» **Your assignment**: Output the entire listing below exactly as it stands.

» **Records**:
# # # # # # #
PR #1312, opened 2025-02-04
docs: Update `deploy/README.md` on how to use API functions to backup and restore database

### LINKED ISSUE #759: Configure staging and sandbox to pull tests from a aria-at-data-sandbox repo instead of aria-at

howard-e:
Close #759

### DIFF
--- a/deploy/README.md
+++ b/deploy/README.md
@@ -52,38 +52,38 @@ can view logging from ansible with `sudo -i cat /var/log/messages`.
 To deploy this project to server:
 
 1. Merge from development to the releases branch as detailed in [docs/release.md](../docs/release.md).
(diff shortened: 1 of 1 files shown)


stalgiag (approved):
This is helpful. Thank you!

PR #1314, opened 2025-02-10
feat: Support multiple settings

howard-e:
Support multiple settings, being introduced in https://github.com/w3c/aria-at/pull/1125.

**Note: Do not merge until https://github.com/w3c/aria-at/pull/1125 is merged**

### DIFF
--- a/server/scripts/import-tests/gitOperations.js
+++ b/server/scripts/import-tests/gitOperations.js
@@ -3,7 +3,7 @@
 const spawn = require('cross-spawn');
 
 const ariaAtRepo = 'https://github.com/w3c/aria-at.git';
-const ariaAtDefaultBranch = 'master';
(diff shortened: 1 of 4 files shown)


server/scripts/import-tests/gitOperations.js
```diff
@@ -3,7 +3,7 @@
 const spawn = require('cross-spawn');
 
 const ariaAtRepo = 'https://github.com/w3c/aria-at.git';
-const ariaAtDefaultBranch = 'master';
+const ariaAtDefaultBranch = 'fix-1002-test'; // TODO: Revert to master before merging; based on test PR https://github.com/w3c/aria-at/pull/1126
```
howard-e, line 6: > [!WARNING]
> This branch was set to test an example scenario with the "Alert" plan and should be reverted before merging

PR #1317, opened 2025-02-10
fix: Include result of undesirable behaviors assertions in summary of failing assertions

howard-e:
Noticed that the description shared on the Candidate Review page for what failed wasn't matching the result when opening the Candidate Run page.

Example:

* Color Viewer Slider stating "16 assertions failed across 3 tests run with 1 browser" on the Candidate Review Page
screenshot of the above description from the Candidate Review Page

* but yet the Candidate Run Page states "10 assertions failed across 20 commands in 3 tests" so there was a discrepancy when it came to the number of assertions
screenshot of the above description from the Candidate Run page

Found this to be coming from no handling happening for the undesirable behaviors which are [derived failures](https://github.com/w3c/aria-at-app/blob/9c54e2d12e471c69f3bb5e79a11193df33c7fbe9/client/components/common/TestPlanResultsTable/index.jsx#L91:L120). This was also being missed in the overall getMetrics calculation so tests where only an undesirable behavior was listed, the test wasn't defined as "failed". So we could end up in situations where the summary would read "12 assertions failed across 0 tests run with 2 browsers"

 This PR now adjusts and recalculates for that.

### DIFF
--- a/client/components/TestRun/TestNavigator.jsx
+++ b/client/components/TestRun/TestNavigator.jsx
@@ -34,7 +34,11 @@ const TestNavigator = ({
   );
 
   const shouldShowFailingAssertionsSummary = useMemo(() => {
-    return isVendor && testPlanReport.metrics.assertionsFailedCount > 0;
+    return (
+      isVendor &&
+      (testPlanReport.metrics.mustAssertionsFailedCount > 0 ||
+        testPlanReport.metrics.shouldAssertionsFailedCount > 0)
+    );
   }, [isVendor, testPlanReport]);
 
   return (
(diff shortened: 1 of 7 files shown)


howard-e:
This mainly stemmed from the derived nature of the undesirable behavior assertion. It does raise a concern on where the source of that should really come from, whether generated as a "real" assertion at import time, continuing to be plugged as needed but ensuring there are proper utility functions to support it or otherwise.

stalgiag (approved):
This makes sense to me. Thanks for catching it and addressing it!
# # # # # # #
» **Task solution**:
PR #1312, opened 2025-02-04
docs: Update `deploy/README.md` on how to use API functions to backup and restore database

### LINKED ISSUE #759: Configure staging and sandbox to pull tests from a aria-at-data-sandbox repo instead of aria-at

howard-e:
Close #759

### DIFF
--- a/deploy/README.md
+++ b/deploy/README.md
@@ -52,38 +52,38 @@ can view logging from ansible with `sudo -i cat /var/log/messages`.
 To deploy this project to server:
 
 1. Merge from development to the releases branch as detailed in [docs/release.md](../docs/release.md).
(diff shortened: 1 of 1 files shown)


stalgiag (approved):
This is helpful. Thank you!

PR #1314, opened 2025-02-10
feat: Support multiple settings

howard-e:
Support multiple settings, being introduced in https://github.com/w3c/aria-at/pull/1125.

**Note: Do not merge until https://github.com/w3c/aria-at/pull/1125 is merged**

### DIFF
--- a/server/scripts/import-tests/gitOperations.js
+++ b/server/scripts/import-tests/gitOperations.js
@@ -3,7 +3,7 @@
 const spawn = require('cross-spawn');
 
 const ariaAtRepo = 'https://github.com/w3c/aria-at.git';
-const ariaAtDefaultBranch = 'master';
(diff shortened: 1 of 4 files shown)


server/scripts/import-tests/gitOperations.js
```diff
@@ -3,7 +3,7 @@
 const spawn = require('cross-spawn');
 
 const ariaAtRepo = 'https://github.com/w3c/aria-at.git';
-const ariaAtDefaultBranch = 'master';
+const ariaAtDefaultBranch = 'fix-1002-test'; // TODO: Revert to master before merging; based on test PR https://github.com/w3c/aria-at/pull/1126
```
howard-e, line 6: > [!WARNING]
> This branch was set to test an example scenario with the "Alert" plan and should be reverted before merging

PR #1317, opened 2025-02-10
fix: Include result of undesirable behaviors assertions in summary of failing assertions

howard-e:
Noticed that the description shared on the Candidate Review page for what failed wasn't matching the result when opening the Candidate Run page.

Example:

* Color Viewer Slider stating "16 assertions failed across 3 tests run with 1 browser" on the Candidate Review Page
screenshot of the above description from the Candidate Review Page

* but yet the Candidate Run Page states "10 assertions failed across 20 commands in 3 tests" so there was a discrepancy when it came to the number of assertions
screenshot of the above description from the Candidate Run page

Found this to be coming from no handling happening for the undesirable behaviors which are [derived failures](https://github.com/w3c/aria-at-app/blob/9c54e2d12e471c69f3bb5e79a11193df33c7fbe9/client/components/common/TestPlanResultsTable/index.jsx#L91:L120). This was also being missed in the overall getMetrics calculation so tests where only an undesirable behavior was listed, the test wasn't defined as "failed". So we could end up in situations where the summary would read "12 assertions failed across 0 tests run with 2 browsers"

 This PR now adjusts and recalculates for that.

### DIFF
--- a/client/components/TestRun/TestNavigator.jsx
+++ b/client/components/TestRun/TestNavigator.jsx
@@ -34,7 +34,11 @@ const TestNavigator = ({
   );
 
   const shouldShowFailingAssertionsSummary = useMemo(() => {
-    return isVendor && testPlanReport.metrics.assertionsFailedCount > 0;
+    return (
+      isVendor &&
+      (testPlanReport.metrics.mustAssertionsFailedCount > 0 ||
+        testPlanReport.metrics.shouldAssertionsFailedCount > 0)
+    );
   }, [isVendor, testPlanReport]);
 
   return (
(diff shortened: 1 of 7 files shown)


howard-e:
This mainly stemmed from the derived nature of the undesirable behavior assertion. It does raise a concern on where the source of that should really come from, whether generated as a "real" assertion at import time, continuing to be plugged as needed but ensuring there are proper utility functions to support it or otherwise.

stalgiag (approved):
This makes sense to me. Thanks for catching it and addressing it!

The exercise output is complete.